▶ Record extracts
PR #801, opened 2015-07-29
Additional WooCommerce hooks - Integrates WC Auto-Ship

clickstudio:
This will integrate AffiliateWP with the WC Auto-ship plugin.

I have tested it and it works well.

### DIFF
--- a/includes/integrations/class-woocommerce.php
+++ b/includes/integrations/class-woocommerce.php
@@ -24,6 +24,7 @@ class Affiliate_WP_WooCommerce extends Affiliate_WP_Base {
 		add_action( 'woocommerce_order_status_pending_to_processing', array( $this, 'add_pending_referral' ), 10 );
 
 		// There should be an option to choose which of these is used
+		add_action( 'woocommerce_payment_complete', array( $this, 'mark_referral_complete' ), 10 );
 		add_action( 'woocommerce_order_status_completed', array( $this, 'mark_referral_complete' ), 10 );
 		add_action( 'woocommerce_order_status_processing', array( $this, 'mark_referral_complete' ), 10 );
 		add_action( 'woocommerce_order_status_completed_to_refunded', array( $this, 'revoke_referral_on_refund' ), 10 );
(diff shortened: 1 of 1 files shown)


pippinsplugins:
Does AutoShip register those as custom hooks or are they simply (mostly) unused hooks in WooCommerce core?

clickstudio:
They are both hooks from the WooCommerce core.

After I posted this pull request I contacted Jon the developer to discuss the hooks a bit further.

I am waiting on his response but there may be the possibility of modifying WC Auto-Ship slightly to better suit if your preference is not to use these hooks.

clickstudio:
'woocommerce_payment_complete' is the hook that is triggered when payment is flagged as accepted by the payment gateway.

clickstudio:
The 'woocommerce_order_status_pending_to_processing' may not be ideal to create the pending referral as it is generally when the other hooks complete the referral.

Perhaps Jon could add another hook to WC Auto-Ship. 
Maybe even the existing one 'woocommerce_checkout_order_processed'.

I'll wait for Jon's thoughts on it.

jonrules:
That's correct, both woocommerce_payment_complete and woocommerce_order_status_pending_to_processing are core WooCommerce hooks.

I could add woocommerce_checkout_order_processed to WC Auto-Ship if needed. Is that still necessary after this pull?

clickstudio:
Thanks Jon,

No it wouldn't be required if the pull is accepted in its current form. 

It all depends on which hooks you are the AffiliateWP guys agree on.

pippinsplugins:
Can one of you explain the difference between `woocommerce_payment_complete` and `woocommerce_order_status_completed`? When does one fire but not the other?

clickstudio:
'woocommerce_payment_complete' is the hook that is triggered when payment is flagged as accepted by the payment gateway

'woocommerce_order_status_completed' would fire when the order status is marked as 'Completed'. This is a manual process by the site admin and could be days after the actual order has been paid for. I mark the orders as "Completed' once they are shipped.

clickstudio:
The WooCommerce 'update_status function builds dynamic actions for all possible order statues and order status changes.

See the screenshot

http://snag.gy/qFqdU.jpg

 If Jon hooks into the following just prior to the payment, we should be good to go. No need to modify AffiliateWP.

add_action( 'woocommerce_checkout_order_processed', array( $this, 'add_pending_referral' ), 10, 2 );

I'll test this.

clickstudio:
I just tested this and it works great!

See the screenshot Jon:

http://snag.gy/aGb3t.jpg

jonrules:
@clickstudio This looks good. I'll add the 'woocommerce_checkout_order_processed' hook to the 3.1.2 release in a couple days.

clickstudio:
Awesome. Thanks Jon.

PR #808, opened 2015-08-03
Fix for affiliate self referalls

douglas-srs:
Added a check to the filter 'affwp_is_customer_email_affiliate_email' so whenever it's false it will allow affiliates to receive commissions for their own purchases.

### DIFF
--- a/includes/class-tracking.php
+++ b/includes/class-tracking.php
@@ -536,7 +536,7 @@ class Affiliate_WP_Tracking {
 			$affiliate_id = $this->get_affiliate_id();
 		}
 
-		$is_self = is_user_logged_in() && get_current_user_id() == affiliate_wp()->affiliates->get_column( 'user_id', $affiliate_id );
+		$is_self = (is_user_logged_in() && get_current_user_id() == affiliate_wp()->affiliates->get_column( 'user_id', $affiliate_id )) && (apply_filters( 'affwp_is_customer_email_affiliate_email', $ret, $email, $this->affiliate_id ));
 
 		$active = 'active' === affwp_get_affiliate_status( $affiliate_id );
 


pippinsplugins:
I believe we already have a filter added for this in the upcoming 1.7. I will have to double check though.

douglas-srs:
Hi,

I'm not sure but if you are talking abou "add_filter(
'affwp_is_customer_email_affiliate_email', '__return_false' );", it only
works with the code I changed, thanks for rechecking!


----------------------------

Att,
*Douglas Soares*

pippinsplugins:
@sumobi could you give this a glance over?

douglas-srs:
Will it be possible to affiliates to receive commissions even without clicking their own referral links? That would help a lot because my affiliates will make purchases for their clients using their own account. If not possible that's ok, by fixing this bug I can manage the rest :)

sumobi:
@pippinsplugins Ok I see the issue, `affwp_is_customer_email_affiliate_email` only fires for a logged out user, since it's only included in the `is_affiliate_email()` function. What @douglas-srs is proposing is allowing this filter to run while logged in. Currently a logged-in affiliate cannot earn a commission on their own purchase when using that filter.

@douglas-srs `$ret`, `$email` and `$this->affiliate_id` aren't available to the filter within the `is_valid_affiliate()` function so you can't pass them as you've done unfortunately.

Since the `affwp_is_customer_email_affiliate_email` filter was only created for the `is_affiliate_email()` function I don't think it really suits. We should either create a separate filter for a logged in affiliate, or create 1 filter that both functions can use to cover both a logged out and logged in affiliate.

sumobi:
@douglas-srs 

> Will it be possible to affiliates to receive commissions even without clicking their own referral links? That would help a lot because my affiliates will make purchases for their clients using their own account. If not possible that's ok, by fixing this bug I can manage the rest :)

If affiliates are purchasing for their clients while logged in then the filter should fix this :)

pippinsplugins:
I agree with @sumobi that adding `affwp_is_customer_email_affiliate_email` to `is_valid_affiliate()` doesn't make sense.

The `affwp_is_customer_email_affiliate_email` filter runs for all customers, logged in and out. The email on the order info sent to AffWP by the eCommerce plugin is what is used, regardless of log in status.

If we make any change at all here, I'd propose we just add a new filter to the return of `is_valid_affiliate()`.

pippinsplugins:
Per comments above, I've introduced a new filter called `affwp_tracking_is_valid_affiliate` that will allow this to be done.

sumobi:
:+1:

PR #809, opened 2015-08-06
Add filter hook to make dev able to create custom field callback on settings page

maurisrx:
I am developing an add-on and found out that creating custom setting field callback is not quite easy and fast. So I add a new filter hook to filter function called for the callback. Here is an example use:

    add_filter( 'affwp_esp_license_callback', 'create_test_callback' );

    function create_test_callback( $callback ) {
        return 'test_callback';
    }

    function test_callback() {
        ?>
        <p>This is custom callback</p>
        <?php
    }

Please review. Thanks,
Mauris


pippinsplugins:
I don't see any reason for this.

To create a custom call back, all you need to do is supply the function name that renders the HTML field.

maurisrx:
Ah, okay...

I've managed to create custom callback now. Thanks!

-------- Original message --------

pippinsplugins:
@maurisrx glad to hear it!

PR #817, opened 2015-08-19
fixes for fragment identifier

### LINKED ISSUE #811: Incorrect referral URLs when using a # inside [affiliate_referral_url] shortcode and referral URL generator
When a hash (#) is used in the [affiliate_referral_url] shortcode it appends a slash (/) to the end of the URL which is incorrect:

    Shortcode:
    [affiliate_referral_url url="http://affwp.dev/2015/03/22/hello-world/#comment"]

    Shortcode output:
    http://affwp.dev/2015/03/22/hello-world/?ref=3#comment/ 

If you take away the trailing slash above it still does not correctly store the AffiliateWP cookies. Only without the hash (and everything after) does it work, eg:

    http://affwp.dev/2015/03/22/hello-world/?ref=3

As per the "Basics" section of https://en.wikipedia.org/wiki/Fragment_identifier we know that the above should have worked as the hash must always be at the end, after any query string arguments.

Using pretty URLs work correctly and the AffiliateWP cookies are stored in the browser.

    http://affwp.dev/2015/03/22/hello-world/ref/3/#comment 

And finally, there's an issue with using #'s in the Referral URL Generator. It should strip the fragment identifier out, and append it to the very end of the URL, after the query string. The correct URL should have been:

    http://affwp.dev/?ref=3#something

screen shot 2015-08-07 at 1 17 53 pm

sumobi:
- shift fragment identifier (#) to end of URL in referral URL generator
- prevent trailing slash if URL contains fragment identifier

Fixes #811


sumobi:
This has already been merged into 1.7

▶ Exercise description
Using the material above, return each line in which the word "could" occurs.

▶ Output of the exercise
Perhaps Jon could add another hook to WC Auto-Ship. 
I could add woocommerce_checkout_order_processed to WC Auto-Ship if needed. Is that still necessary after this pull?
'woocommerce_order_status_completed' would fire when the order status is marked as 'Completed'. This is a manual process by the site admin and could be days after the actual order has been paid for. I mark the orders as "Completed' once they are shipped.
@sumobi could you give this a glance over?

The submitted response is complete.